Lines to restate from the data below: from the one containing "PR #4779, opened 2026-03-02" to the one containing "Ping @imsnif, plz", both included. Give them again exactly, and only them.

Stored items
※

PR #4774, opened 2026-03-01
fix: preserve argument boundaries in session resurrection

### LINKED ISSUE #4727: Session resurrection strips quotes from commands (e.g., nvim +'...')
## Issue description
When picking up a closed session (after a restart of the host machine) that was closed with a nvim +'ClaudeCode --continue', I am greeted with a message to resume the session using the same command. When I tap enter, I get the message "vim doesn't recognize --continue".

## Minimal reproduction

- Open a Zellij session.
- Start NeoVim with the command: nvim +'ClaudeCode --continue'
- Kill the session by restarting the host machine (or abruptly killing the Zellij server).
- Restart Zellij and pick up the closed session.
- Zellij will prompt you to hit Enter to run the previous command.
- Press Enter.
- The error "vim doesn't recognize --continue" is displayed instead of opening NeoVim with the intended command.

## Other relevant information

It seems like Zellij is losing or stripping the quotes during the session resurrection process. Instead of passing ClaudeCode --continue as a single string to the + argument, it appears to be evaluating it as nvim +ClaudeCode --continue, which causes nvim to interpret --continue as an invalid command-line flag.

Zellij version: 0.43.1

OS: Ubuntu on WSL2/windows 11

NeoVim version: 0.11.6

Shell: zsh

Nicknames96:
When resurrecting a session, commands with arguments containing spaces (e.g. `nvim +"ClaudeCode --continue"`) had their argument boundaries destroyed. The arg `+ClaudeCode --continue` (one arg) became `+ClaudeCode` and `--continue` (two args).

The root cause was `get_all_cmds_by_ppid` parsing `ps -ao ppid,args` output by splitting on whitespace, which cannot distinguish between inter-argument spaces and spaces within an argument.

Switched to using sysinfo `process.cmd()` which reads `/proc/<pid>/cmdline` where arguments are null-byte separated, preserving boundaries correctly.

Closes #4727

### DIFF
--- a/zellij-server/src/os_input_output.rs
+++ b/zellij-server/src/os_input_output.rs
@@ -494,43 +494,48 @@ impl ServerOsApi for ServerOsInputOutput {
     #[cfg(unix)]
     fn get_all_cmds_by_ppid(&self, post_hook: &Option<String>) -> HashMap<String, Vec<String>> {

※

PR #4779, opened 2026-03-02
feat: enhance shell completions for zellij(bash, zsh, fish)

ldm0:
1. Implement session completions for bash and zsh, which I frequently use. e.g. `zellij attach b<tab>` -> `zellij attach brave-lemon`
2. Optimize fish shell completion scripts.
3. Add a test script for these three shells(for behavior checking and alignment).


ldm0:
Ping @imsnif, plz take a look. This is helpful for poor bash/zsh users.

※

**SOLUTION:**
PR #4779, opened 2026-03-02
feat: enhance shell completions for zellij(bash, zsh, fish)

ldm0:
1. Implement session completions for bash and zsh, which I frequently use. e.g. `zellij attach b<tab>` -> `zellij attach brave-lemon`
2. Optimize fish shell completion scripts.
3. Add a test script for these three shells(for behavior checking and alignment).


ldm0:
Ping @imsnif, plz take a look. This is helpful for poor bash/zsh users.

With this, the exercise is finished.